# 125gal. with holes drilled in.....fixable??



## sangi1a (Jan 11, 2009)

my neighbor has a brand new 125 gal tank for sale for $50. the only problem is that it has 4 holes drilled in the bottom. the are 2inches in diameter. i want a fw setup with no sump. can i patch the holes with silicone and pieces of glass? whats the easiest way?


----------



## clgkag (Mar 22, 2008)

Yep, just silicone a piece of glass over the holes. Just make sure you give plenty of overlap on the edges of the holes.


----------



## fishEH (Sep 15, 2008)

Thats a great find. 
I would put bulkhead fittings in there with plugs. Bulkhead fitting s are meant to be installed in the holes. Also, if you ever decide you want to use the holes for something all you have to do is remove the plug. If you silicone glass you'd have to drain the tank, use a razor to remove the glass and silicone, its a lot of work. 
You may want to make one of the holes a drain for expediting water changes. I have one in the bottom of my 75. I put a bulkhead in the hole and a ball valve below that. Then I hardpiped it to my sump pit.
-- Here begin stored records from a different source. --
Issue #251, opened 2023-09-26
What's the point of mandatory SETUP parameters?


martinduke:
Parameters are a useful tool for optional fields in a message.

But AFAICT, none of the SETUP parameters are actually optional. Clients MUST send ROLE.  #151 and #250 discuss the server ROLE situation, but ISTM the server ROLE will be either required or forbidden.

Meanwhile, PATH will be required for raw QUIC clients and forbidden for all other cases.

So why not make these part of the SETUP message and save ourselves all the parameter encoding overhead? It's true that it would require different formats for Webtrans client, Raw QUIC client, and server, but we've already split SETUP into client and server variants.

I would not be opposed to leaving parameters in SETUP with an empty registry, as it would be a good extension point for capability negotiation.

kixelated:
Yeah, it's quite frustrating right now. Especially the server SETUP, because it supports generic parameters but receipt of any registered kinds should be an error.

However the messages do need to be generic so they can be used to perform version negotiation. I wish we could punt version negotiation to another layer like ALPN but no equivalent exists in WebTransport.

martinduke:
Hmm, interesting point about VN. I did a PR, so the group can decide.

vasilvv:
> So why not make these part of the SETUP message and save ourselves all the parameter encoding overhead?

TLS used to do that, and as a result, like half of TLS client hello in 1.3 are unused legacy fields with fixed values.  Though I guess if we defer version negotiation to ALPN, this is less of an issue.

martinduke:
It might be worthwhile to sketch out exactly what VN looks like. Is the idea here that the client will include parameters for every version for which it advertises support? Adn then the server responds with the subset of parameters for the chosen version?

martinduke:
People who know me from QUIC will know that I am not a fan of negotiation via ALPN.

ianswett:
We now have some text on negotiation.  I think if we saw a PR for this, it could be landed, especially now that SETUP has been split into two in #297

martinduke:
The VN text answers the question of what SETUP parameters are for. Closing.

Issue #250, opened 2023-09-12
server-sent ROLE parameters


martinduke:
Sec 6.1.1.1 specifies client sending or ROLE, and says nothing of server-sent.

I guess server-sent ROLE is not needed, but maybe we should fail if it is sent?

kixelated:
I filed #151 about the role parameter. The client doesn't actually know what the server intends to do. The server should be able to reply with its functionality, which might be a subset of what the client can support.

Issue #151, opened 2023-05-04
ROLE doesn't support negotiation


kixelated:
The SETUP message contains a ROLE parameter. In the current draft, the client specifies the value, indicating if the client will send data (0x1), if the server will send data (0x2), or if both endpoints will send data (0x3).

A conferencing client supports the ability to send and receive media, and would always send role=0x3 because it supports both functionalities. However, it's unaware of the server functionality, and the server has no way of informing the client if it intends to send media. This matters because a generic client needs to know if it shows a black screen and/or should send a SUBSCRIBE message (ex. for /catalog).

I propose that both endpoints send the ROLE parameter: 0x1 = publisher, 0x2 = consumer, 0x3 = both. This gives the server the ability to specify its own functionality.

suhasHere:
I am not very sure why do we even need Role in the first place .. can it be changed mid-session ?

Say the use-case
- Participant in media conference joins as subscriber only since he is driving and want to listen in
- Then at some point mid session , he wants to contribute and he now becomes as publisher and subscriber

what is the expected flow in this case ?

kpugin:
Current draft doesn't really explain what ROLE parameter is for, only that client needs to send it - what was original idea? Why not just always allow everyone to send and receive data?

kixelated:
I think ROLE is good for negotiating half-functionality.

- If the remote endpoint cannot send media (ex. player), then sending a SUBSCRIBE is invalid.
- If the remote endpoint cannot receive media (ex. OBS), then sending a ANNOUNCE/OBJECT is invalid.

@suhasHere brings up a good point. If an endpoint _could_ switch roles, then it should advertise full functionality. That would include publishing an empty catalog so it can append it later if it wishes to actually publish tracks.

fluffy:
I don't think I seem much use for the Role - it seems like something the application would know at a higher layer. But I have no objection to including it if others do see a need for it. It's not like it makes life harder for applications that don't use it.

VMatrix1900:
If the ROLE is used to enforce the half-functionality, then it needs to be clear what should be done when invalid message is received. Sending a GOAWAY? Sending a generic error message? Does the connection need to be terminated? I think most of the time, application will just choose the full functionality in case of role switching on the fly and avoid the invalid response code(just ignore the invalid message).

Cuts my water change time down by 3/4.


----------



## sangi1a (Jan 11, 2009)

the tank is not running. its brand new and never saw water. i was thinking of just getting (4) 5by5in peices of glass and just siliconing them straight in without removing the bottom glass. would that work? if so how thick should it be?

i didnt want to do bulkheads because they would be ugly sticking out of the sand.


----------



## broncbob (Dec 31, 2009)

The glass should be the same thickness of the bottom of the tank.


----------



## fishEH (Sep 15, 2008)

Unless you only have a quarter inch of sand the bulkhead won't be visible. The "bulk" of the bulkhead goes on the outside of the tank. Like I mentioned I have a bulkhead in the bottom of my tank for draining. Inside the tank there I have two 90's and a screen attached to the bulkhead. A cleverly placed rock hides it all. 
Siliconed glass pieces over the holes could also negatively affect resale value down the road. Although if you're getting the tank for $50 it may not be enough of a factor to worry about.


----------



## pistolpete (Dec 28, 2009)

man, what a steal. I wish I had neighbors like yours. Yep, glass siliconed on from the inside of the tank will work perfectly. Just make sure it's aquarium safe. The pressure of the water will hold the glass in place too, so no worries about anything ever failing.


----------



## wheatbackdigger (May 11, 2008)

Bulkheads and plugs. If you silicon glass in, you'll most likely regret it later. Why don't you just utilize the holes and make a wet/dry filter with a sump. Pretty simple, the holes are there already.


----------



## Mcdaphnia (Dec 16, 2003)

clgkag said:


> Yep, just silicone a piece of glass over the holes. Just make sure you give plenty of overlap on the edges of the holes.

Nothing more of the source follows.